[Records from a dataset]
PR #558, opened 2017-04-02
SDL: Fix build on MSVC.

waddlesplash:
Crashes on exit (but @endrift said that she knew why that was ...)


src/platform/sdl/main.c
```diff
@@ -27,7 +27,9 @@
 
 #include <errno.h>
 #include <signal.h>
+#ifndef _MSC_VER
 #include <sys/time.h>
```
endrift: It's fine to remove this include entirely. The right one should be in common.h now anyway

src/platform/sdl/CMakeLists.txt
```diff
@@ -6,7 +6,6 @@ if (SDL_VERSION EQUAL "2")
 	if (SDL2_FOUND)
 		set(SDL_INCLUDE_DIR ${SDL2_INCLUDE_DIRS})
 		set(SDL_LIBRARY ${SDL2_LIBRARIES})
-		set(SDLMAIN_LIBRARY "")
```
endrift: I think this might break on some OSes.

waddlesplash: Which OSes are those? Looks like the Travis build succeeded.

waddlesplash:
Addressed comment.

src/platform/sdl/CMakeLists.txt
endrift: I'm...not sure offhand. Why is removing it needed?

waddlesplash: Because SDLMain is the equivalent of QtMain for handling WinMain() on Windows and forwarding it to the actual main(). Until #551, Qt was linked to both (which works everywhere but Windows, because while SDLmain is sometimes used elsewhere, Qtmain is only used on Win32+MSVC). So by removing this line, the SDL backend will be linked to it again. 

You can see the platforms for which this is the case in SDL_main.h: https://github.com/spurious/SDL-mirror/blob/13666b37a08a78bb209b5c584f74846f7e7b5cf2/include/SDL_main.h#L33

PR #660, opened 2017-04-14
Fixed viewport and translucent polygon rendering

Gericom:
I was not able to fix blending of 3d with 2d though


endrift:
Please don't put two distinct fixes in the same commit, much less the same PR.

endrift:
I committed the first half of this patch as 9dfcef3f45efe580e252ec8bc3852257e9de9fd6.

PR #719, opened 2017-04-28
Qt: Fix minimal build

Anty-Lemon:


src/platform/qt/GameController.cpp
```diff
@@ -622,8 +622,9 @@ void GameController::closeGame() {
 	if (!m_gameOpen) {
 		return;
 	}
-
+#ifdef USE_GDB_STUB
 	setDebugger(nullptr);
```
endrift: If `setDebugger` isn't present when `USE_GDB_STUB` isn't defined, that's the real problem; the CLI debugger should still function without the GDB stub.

*AIM OF THE TASK*
Reproduce every line of the records containing the string "OSes".

*ANSWER BOX*
endrift: I think this might break on some OSes.
waddlesplash: Which OSes are those? Looks like the Travis build succeeded.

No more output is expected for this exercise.